[Task requirements]: Each line from the one that contains "I like the template." to the end of the material must be set down exactly, and no line before it.

[Given entries]:
PR #106, opened 2017-04-19
Add success with errors event during pull . Fixes #102

icemc:
This PR addresses issue #102 . @yanokwa  Please could you review this

PR #151, opened 2017-07-19
Add success with errors. Fixes #102.

### LINKED ISSUE #102: Mark pulling process as "Succeeded with some errors" instead of "Failed" if some form instances were skipped and the pulling process completed
#### Software versions 
Briefcase v1.4.10,  operating system Windows 8

#### Problem description
During pulling(of all types Aggregate, Collect directory etc) of form instances if one of the instances could not be downloaded then it is skipped and the pulling continues but at the end the whole process is marked as FAILED! even though the process completed and was not aborted. I think such events should be marked as "Succeeded with some errors"

Try pulling a form if an error occurs such that an instance is not downloaded the pulling process is marked as "FAILED" even though it completed
#### Expected behavior
if some form instances could not be downloaded during pull the pull process should be marked as "Succeeded with some errors" rather than "FAILED"

yanokwa:
Credit goes to @icemc. Original issue is at https://github.com/opendatakit/briefcase/issues/102 and  original PR is at https://github.com/opendatakit/briefcase/pull/106.

### DIFF
--- a/src/org/opendatakit/briefcase/model/FinalStatus.java
+++ b/src/org/opendatakit/briefcase/model/FinalStatus.java
@@ -1,0 +1,21 @@
+/*
+ * Copyright (C) 2011 University of Washington.
+ *
+ * Licensed under the Apache License, Version 2.0 (the "License"); you may not
+ * use this file except in compliance with the License. You may obtain a copy of
+ * the License at
+ *
+ * http://www.apache.org/licenses/LICENSE-2.0
+ *
+ * Unless required by applicable law or agreed to in writing, software
+ * distributed under the License is distributed on an "AS IS" BASIS, WITHOUT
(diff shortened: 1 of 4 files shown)


yanokwa:
Hi @icemc! Since you filed the original issue, do you have an easy test case for us to trigger the Success with Errors message?

icemc:
Hi @yanokwa sorry for reply this late. I came across this issue when I was downloading forms and my Internet connection wasn't the best. At some point I wasn't able to fetch some forms and I got a failed message. Initially I had an empty folder but at the end of the process I realized that briefcase was able to fetch some forms. This happened twince and I wasn't able to reproduce this issue intentionally.

yanokwa:
Thanks for the response, @icemc! I'm going to close the PR because if we can't reproduce the problem, then we can't confirm that the changes you made fixed said problems. If you end up being able to reproduce it, file another issue and PR and we'll gladly take another look!

PR #153, opened 2017-07-20
Fixes #152: Can not re-initiate submission pulls

### LINKED ISSUE #152: Loss in connection prevents Briefcase from downloading submissions
In Briefcase v1.6.0, pull forms from an Aggregate server where you know the number of submissions (or the number of submissions is high). (e.g., https://nafundi-test.appspot.com, login with test/test).

Turn off your connection halfway through the pull. You now have fewer submissions than the total number of submissions.

Then turn your connection back on and try to pull again. Briefcase will not download the remaining submissions. It is only after a relaunch of the app that pulling will resume.

@lognaturel believes that a UI bug that was introduced in https://github.com/opendatakit/briefcase/issues/49 and she's likely correct. I have confirmed this problem did not exist in 1.4.10.

batkinson:
Fixes the implementation of #49 so you can't initiate pulls twice, while allowing re-initiation of previous pulls.

### DIFF
--- a/src/org/opendatakit/briefcase/ui/FormTransferTable.java
+++ b/src/org/opendatakit/briefcase/ui/FormTransferTable.java
@@ -35,7 +35,6 @@ import javax.swing.table.TableCellRenderer;
 import javax.swing.table.TableColumnModel;
 import javax.swing.table.TableModel;
 import javax.swing.table.TableRowSorter;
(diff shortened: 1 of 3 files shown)


lognaturel:
Thank you! I would not have thought to use the button state.

PR #156, opened 2017-07-27
Fixed #155: Redirect javarosa warnings from console to log file

### LINKED ISSUE #155: Redirect javarosa warnings from console to log file
Use the new functionality in javarosa (which is now available after integration of #154) to redirect its output to a log file rather than the console.

batkinson:
Finishes the console logging cleanup by redirecting javarosa output to a file in the root of the briefcase storage directory (or the user's home directory per the normal storage dir default).

### DIFF
--- a/src/org/opendatakit/aggregate/parser/BaseFormParserForJavaRosa.java
+++ b/src/org/opendatakit/aggregate/parser/BaseFormParserForJavaRosa.java
@@ -126,7 +126,7 @@ public class BaseFormParserForJavaRosa {
   private static void redirectOutput() {
     File jrLogFile = new File(FileSystemUtils.getBriefcaseFolder(), ".briefcase-javarosa.log");
     try {
-      final PrintStream jrOut = new PrintStream(jrLogFile);
+      PrintStream jrOut = new PrintStream(jrLogFile);
       Std.setOut(jrOut);
       Std.setErr(jrOut);
     } catch (FileNotFoundException e) {
--- a/src/org/opendatakit/aggregate/parser/BaseFormParserForJavaRosa.java
+++ b/src/org/opendatakit/aggregate/parser/BaseFormParserForJavaRosa.java
@@ -129,11 +129,6 @@ public class BaseFormParserForJavaRosa {
       final PrintStream jrOut = new PrintStream(jrLogFile);
       Std.setOut(jrOut);
       Std.setErr(jrOut);
-      Runtime.getRuntime().addShutdownHook(new Thread() {
-        public void run() {
-          jrOut.close();
-        }
-      });
     } catch (FileNotFoundException e) {
       log.warn("failed to redirect javarosa output to " + jrLogFile);
     }
--- a/src/org/opendatakit/aggregate/parser/BaseFormParserForJavaRosa.java
+++ b/src/org/opendatakit/aggregate/parser/BaseFormParserForJavaRosa.java
@@ -17,7 +17,10 @@
 
 package org.opendatakit.aggregate.parser;
 
+import java.io.File;
+import java.io.FileNotFoundException;
 import java.io.IOException;
+import java.io.PrintStream;
 import java.io.StringReader;
 import java.util.ArrayList;
 import java.util.Arrays;
@@ -29,6 +32,7 @@ import java.util.Map;
 
 import org.apache.commons.logging.Log;
 import org.apache.commons.logging.LogFactory;
+import org.javarosa.core.io.Std;
 import org.javarosa.core.model.DataBinding;
 import org.javarosa.core.model.FormDef;
 import org.javarosa.core.model.IDataReference;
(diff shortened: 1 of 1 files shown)


src/org/opendatakit/aggregate/parser/BaseFormParserForJavaRosa.java
```diff
@@ -111,12 +116,29 @@ private static final void initializeJavaRosa() {
...
     }
   }
 
+  private static void redirectOutput() {
+    File jrLogFile = new File(FileSystemUtils.getBriefcaseFolder(), ".briefcase-javarosa.log");
+    try {
+      final PrintStream jrOut = new PrintStream(jrLogFile);
+      Std.setOut(jrOut);
+      Std.setErr(jrOut);
+      Runtime.getRuntime().addShutdownHook(new Thread() {
```
dcbriccetti: I question the need for the shutdown hook. Is there reason to believe the PrintStream won’t be closed properly at application exit. When I removed the hook and ran the application, the log was created.

src/org/opendatakit/aggregate/parser/BaseFormParserForJavaRosa.java
```diff
@@ -111,12 +116,29 @@ private static final void initializeJavaRosa() {
              // new CoreModelModule().registerModule();
              // replace with direct call to PrototypeManager
              PrototypeManager.registerPrototypes(SERIALIABLE_CLASSES);
+             redirectOutput();
```
dcbriccetti: Since this call changes System.out and .err application wide, shouldn’t this call be made, in a very obvious way, at the top level of the application?

src/org/opendatakit/aggregate/parser/BaseFormParserForJavaRosa.java
```diff
@@ -111,12 +116,29 @@ private static final void initializeJavaRosa() {
...
+      final PrintStream jrOut = new PrintStream(jrLogFile);
+      Std.setOut(jrOut);
+      Std.setErr(jrOut);
+      Runtime.getRuntime().addShutdownHook(new Thread() {
+        public void run() {
+          jrOut.close();
+        }
+      });
+    } catch (FileNotFoundException e) {
+      log.warn("failed to redirect javarosa output to " + jrLogFile);
```
dcbriccetti: I would say “... redirect stdout and stderr” (or something to that effect) to reflect the fact that this impacts more than JavaRosa output.

src/org/opendatakit/aggregate/parser/BaseFormParserForJavaRosa.java
batkinson: I agree, it's not strictly necessary. 

> When I removed the hook and ran the application, the log was created.

That's weird. It should create the file anyway. I'm not sure why you mention these as a pair. The hook just ensures explicit close of the file (rather than relying on the OS to clean up the dangling file descriptors when killing the process).

src/org/opendatakit/aggregate/parser/BaseFormParserForJavaRosa.java
batkinson: > Since this call changes System.out and .err application wide...
It doesn't. It redirects output from the JavaRosa library only. It only needs to be redirected before the library is used (and generates output).

src/org/opendatakit/aggregate/parser/BaseFormParserForJavaRosa.java
batkinson: > reflect the fact that this impacts more than JavaRosa output.
...but it doesn't. This class is scoped to JavaRosa as are `setOut` and `setErr`. If we're using `Std` elsewhere, we shouldn't be. This is literally just to redirect the output that JavaRosa generates using the Std class, nothing more.

dcbriccetti: Oh, you’re so right! Sorry. Disregard.

src/org/opendatakit/aggregate/parser/BaseFormParserForJavaRosa.java
dcbriccetti: Is it really the OS that closes the file, rather than the JVM? In any case I leave it to you whether to keep the hook.

batkinson: > Is it really the OS that closes the file, rather than the JVM?
It depends on how the JVM exits (and exits successfully).
> In any case I leave it to you whether to keep the hook.
So, I think you're right. I was being a little pedantic here. Even if someone embedded the class, this would leak file descriptors since the shutdown hook would only run upon normal VM exit. It adds to the noise and isn't all that useful. I'll remove it.

dcbriccetti: Hurray for less noise!

batkinson:
Sorry @dcbriccetti , I apparently pushed a small cleanup fix that cleared the approval.

dcbriccetti:
>Sorry @dcbriccetti , I apparently pushed a small cleanup fix that cleared the approval.
I don’t think my approvals do anything, Github-wise. But they let @lognaturel and @yanokwa know I like the change.

PR #163, opened 2017-08-13
Create PULL_REQUEST_TEMPLATE.md

yanokwa:


lognaturel:
Naturally, I think this is brilliant. ;) @yanokwa I'm disappointed you didn't fill it out for this PR!

@daveycrockett @nribeka @batkinson @dcbriccetti @jpknox since you've been active on this repo recently, I want to give you a chance to comment. Or if it looks fine you can just thumbs up. I think you've all been providing this info already so it shouldn't be a big change. The goal is to add a little structure so the reviewer burden is a little lower and to reduce the chances of merging a bad change. Thanks!

daveycrockett:
I'd be interested in hearing people's opinions on PR'ing works-in-progress, especially at decision-making points, versus waiting to PR at "Closes #."  Depending on my availability I'll sometimes just take an action and call it out at final PR time, but are there times we feel like incremental progress is worth sharing?  If so, do we want a different format for those PR's that should be called out here?

dcbriccetti:
I like the template. If it doesn’t apply in a particular case (such as work in progress), I suppose one could delete the inapplicable parts.

lognaturel:
I really like work in progress (WIP) PRs. I would personally write my work in progress text above the template, then when I'm ready for a final review I'd move that text to the bottom for historical purposes and fill out the template.

jpknox:
Looks good to me, I wasn't sure about the most appropriate place to document my thoughts/findings during the change I've been working on; this will make it easier to communicate the key things relating to each change.

lognaturel:
Let's merge and keep the conversation going. If you get good ideas for improvements or how it can work better with WIP pull requests, please make the changes and submit a PR!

[Result of the task]:
I like the template. If it doesn’t apply in a particular case (such as work in progress), I suppose one could delete the inapplicable parts.

lognaturel:
I really like work in progress (WIP) PRs. I would personally write my work in progress text above the template, then when I'm ready for a final review I'd move that text to the bottom for historical purposes and fill out the template.

jpknox:
Looks good to me, I wasn't sure about the most appropriate place to document my thoughts/findings during the change I've been working on; this will make it easier to communicate the key things relating to each change.

lognaturel:
Let's merge and keep the conversation going. If you get good ideas for improvements or how it can work better with WIP pull requests, please make the changes and submit a PR!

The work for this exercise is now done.